_Task statement_
All of the data below needs to be set down again, exactly as shown.

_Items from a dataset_
== Segment start ==

Issue #3459, opened 2023-06-02
Make function for formatting ordinals (1st, 2nd, 3rd, ...) consistently


samm82:
_Note that this should probably be tackled in multiple PRs, but since the fixes are interconnected, I included them all in one issue._

I noticed that we don't really have a consistent way of dealing with ordinals, and our current methods are either really bad or inconsistent (see below for specific examples).

# TODO
- [ ] Improve GamePhysics's handling of quantities with ordinals in their definition to refer to the actual index $j$ (creating it if it doesn't exist)
    - This should involve creating a new function, that should be able to be reused for other instances of ordinals
- [ ] Use this function where applicable in SSP
- [ ] Introduce handling of ordinals from just straight numbers, either in a new function or adding functionality to the previously mentioned one
    - This will be interesting with Haskell's strong typing
- [ ] Decide on how to format ordinals: "_j_ th" vs. "_j_-th " vs. "_j_<sup>th</sup>" -  "_j_ th" shouldn't have a space, but Markdown doesn't needs it
    - This is the lowest priority and can be done at any time
    - My current vote is "_j_ th" since it seems the most reusable and not unnecessarily complicated; what do you think @smiths?

## Really Bad (GamePhysics)
![image](https://github.com/JacquesCarette/Drasil/assets/35857611/164da931-0cb9-48fa-9a7c-bbe9251a032d)
Example Implementation:

https://github.com/JacquesCarette/Drasil/blob/9153523ef3bed37e20808b26e0b4f2854d1b3ebf/code/drasil-example/gamephysics/lib/Drasil/GamePhysics/Unitals.hs#L185-L187

Affected Unitals: `massj`, `posj`, `accj`, `angAccj`, `velj`, `torquej`, `massIRigidBody`, `rRot`, and `forcej`
_There are also some comments that should either be removed in a separate PR or updated to use the new function:_
https://github.com/JacquesCarette/Drasil/blob/9153523ef3bed37e20808b26e0b4f2854d1b3ebf/code/drasil-example/gamephysics/lib/Drasil/GamePhysics/IMods.hs#L154-L163

## Inconsistent (SSP)
![image](https://github.com/JacquesCarette/Drasil/assets/35857611/d1a7c606-b60a-4d8d-a28a-ae1900204b50)

[...]

PR #3461, opened 2023-06-02
Update `sufxer` to deal with mod 100

samm82:
While making #3459, I came across [this Stack Exchange post](https://codegolf.stackexchange.com/questions/4707/outputting-ordinal-numbers-1st-2nd-3rd) that pointed out that the pattern 11, 12, and 13 using "th" repeats every 100 (e.g., 11th, 112th, 498713th).

This PR implements this based on the work done in #3421


harmanpreet-sagar (approved):
Looks good to me! 😄

JacquesCarette (approved):

PR #4382, opened 2025-09-19
SWHSNoPCM: Remove duplicate (incorrect) copy of SWHSNoPCM CI.

balacij:
Contributes to #4363

This does change `stable/` slightly.


balacij:
Sorry, I was in a rabbit hole with this and didn't write a complete description. This is a duplicate chunk because we also have:

https://github.com/JacquesCarette/Drasil/blob/9f6dd893f5989f75f620e495398bf2a101ce0156/code/drasil-example/swhsnopcm/lib/Drasil/SWHSNoPCM/MetaConcepts.hs#L5-L10

The reason why I mention duplicate and incorrect is because the duplicated version (the one I removed with this PR) was also incorrect (because it was missing the important "NoPCM" long form part).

== Segment end ==

_Written answer_
Issue #3459, opened 2023-06-02
Make function for formatting ordinals (1st, 2nd, 3rd, ...) consistently


samm82:
_Note that this should probably be tackled in multiple PRs, but since the fixes are interconnected, I included them all in one issue._

I noticed that we don't really have a consistent way of dealing with ordinals, and our current methods are either really bad or inconsistent (see below for specific examples).

# TODO
- [ ] Improve GamePhysics's handling of quantities with ordinals in their definition to refer to the actual index $j$ (creating it if it doesn't exist)
    - This should involve creating a new function, that should be able to be reused for other instances of ordinals
- [ ] Use this function where applicable in SSP
- [ ] Introduce handling of ordinals from just straight numbers, either in a new function or adding functionality to the previously mentioned one
    - This will be interesting with Haskell's strong typing
- [ ] Decide on how to format ordinals: "_j_ th" vs. "_j_-th " vs. "_j_<sup>th</sup>" -  "_j_ th" shouldn't have a space, but Markdown doesn't needs it
    - This is the lowest priority and can be done at any time
    - My current vote is "_j_ th" since it seems the most reusable and not unnecessarily complicated; what do you think @smiths?

## Really Bad (GamePhysics)
![image](https://github.com/JacquesCarette/Drasil/assets/35857611/164da931-0cb9-48fa-9a7c-bbe9251a032d)
Example Implementation:

https://github.com/JacquesCarette/Drasil/blob/9153523ef3bed37e20808b26e0b4f2854d1b3ebf/code/drasil-example/gamephysics/lib/Drasil/GamePhysics/Unitals.hs#L185-L187

Affected Unitals: `massj`, `posj`, `accj`, `angAccj`, `velj`, `torquej`, `massIRigidBody`, `rRot`, and `forcej`
_There are also some comments that should either be removed in a separate PR or updated to use the new function:_
https://github.com/JacquesCarette/Drasil/blob/9153523ef3bed37e20808b26e0b4f2854d1b3ebf/code/drasil-example/gamephysics/lib/Drasil/GamePhysics/IMods.hs#L154-L163

## Inconsistent (SSP)
![image](https://github.com/JacquesCarette/Drasil/assets/35857611/d1a7c606-b60a-4d8d-a28a-ae1900204b50)

[...]

PR #3461, opened 2023-06-02
Update `sufxer` to deal with mod 100

samm82:
While making #3459, I came across [this Stack Exchange post](https://codegolf.stackexchange.com/questions/4707/outputting-ordinal-numbers-1st-2nd-3rd) that pointed out that the pattern 11, 12, and 13 using "th" repeats every 100 (e.g., 11th, 112th, 498713th).

This PR implements this based on the work done in #3421


harmanpreet-sagar (approved):
Looks good to me! 😄

JacquesCarette (approved):

PR #4382, opened 2025-09-19
SWHSNoPCM: Remove duplicate (incorrect) copy of SWHSNoPCM CI.

balacij:
Contributes to #4363

This does change `stable/` slightly.


balacij:
Sorry, I was in a rabbit hole with this and didn't write a complete description. This is a duplicate chunk because we also have:

https://github.com/JacquesCarette/Drasil/blob/9f6dd893f5989f75f620e495398bf2a101ce0156/code/drasil-example/swhsnopcm/lib/Drasil/SWHSNoPCM/MetaConcepts.hs#L5-L10

The reason why I mention duplicate and incorrect is because the duplicated version (the one I removed with this PR) was also incorrect (because it was missing the important "NoPCM" long form part).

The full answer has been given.